I went further and actually compared it against Figma since that’s what most people use.

FeatureFigmaOpenPencil
Price$16-90/month per seatFree to use
Open sourceNoYes (MIT)
AI built in nativelyPaid AI credits onlyYes via CLI agents
MCP serverNoBuilt in
Figma file importN/AYes (.fig files)
Code exportDev seat required ($12-35/mo)React, Tailwind, HTML free
File formatProprietary.op (JSON, Git friendly)
Works offlineYesYes for manual design
Self hostableNoYes
Desktop appYesYes (Mac, Windows, Linux)

The number that stood out to me was the Dev seat on Figma, $12/month on Professional, $35/month on Organization, just to inspect code and hand off to developers. OpenPencil generates React, Tailwind and HTML directly at no extra cost.

One thing worth being honest about is OpenPencil isn’t completely free if you want the AI features. You’ll need an active subscription or API access with Claude, Codex, Gemini or OpenCode to use the agent capabilities. But if you already have a plan with any of those providers, you’re not paying anything extra. You’re just plugging in what you already use.

For solo developers or small teams who just need a design tool that talks to their existing AI setup, the cost difference is still hard to ignore.

A few things to know before you try it

First thing you’ll hit, the AI agent features don’t just work out of the box. You need the CLI installed separately first. Claude Code CLI, Codex CLI, Gemini CLI or OpenCode CLI depending on which provider you use. The app tells you clearly when something’s missing but it’s worth knowing before you go in expecting instant AI generation.

The AI features also need internet. If you’re using Claude or Codex for generation you’re still making API calls to cloud servers. The offline part is only for manual design work — shapes, layouts, components, Figma imports. Fully local AI generation isn’t there yet.

Collaborative editing is still on the roadmap. So if you’re expecting a drop-in Figma replacement for a team that works together in real time, this isn’t that yet. It’s currently better suited for solo developers or designers working independently.

Boolean operations — union, subtract, intersect — are also not available yet. For complex vector work that’s a real gap.

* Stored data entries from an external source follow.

PR #2218, opened 2026-09-12
#2203: create factbase parent dir before realpath

### LINKED ISSUE #2203: entry.sh aborts when the factbase points into a directory that does not exist yet

canburakyol:
Fixes #2203.

GNU \
ealpath\ requires every directory above the last path component to exist, so \actbase: data/foo.fb\ with no \data/\ in the checkout aborted the action under \set -e\ before \pull/update\. \mkdir -p\ the parent dir before the \
ealpath\ call.

### DIFF
--- a/entry.sh
+++ b/entry.sh
@@ -72,7 +72,9 @@ fi
 
 name="$(basename "${INPUT_FACTBASE}")"
 name="${name%.*}"
-fb=$(realpath "$( [[ ${INPUT_FACTBASE} = /* ]] && echo "${INPUT_FACTBASE}" || echo "${GITHUB_WORKSPACE}/${INPUT_FACTBASE}" )")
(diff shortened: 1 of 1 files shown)


Thayorns:

Thayorns:
@canburakyol @yegor256 this PR is a duplicate of #2205 and should be closed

It’s a young project. MIT licensed, still actively building. The bones are solid but some features that feel standard in mature design tools are still coming.

None of this is a dealbreaker depending on what you need it for. Just worth knowing upfront.

Closing Thoughts

If you’re a developer who already has Claude or Codex in your workflow, the idea of a design tool that speaks the same language — MCP, agents, code export — is genuinely interesting. I hadn’t seen that combination in an open source tool before.

Import your Figma files, connect your existing AI setup, export clean React and Tailwind. For personal projects or solo work that’s a pretty compelling package.

It’s early. But early is when it’s worth paying attention.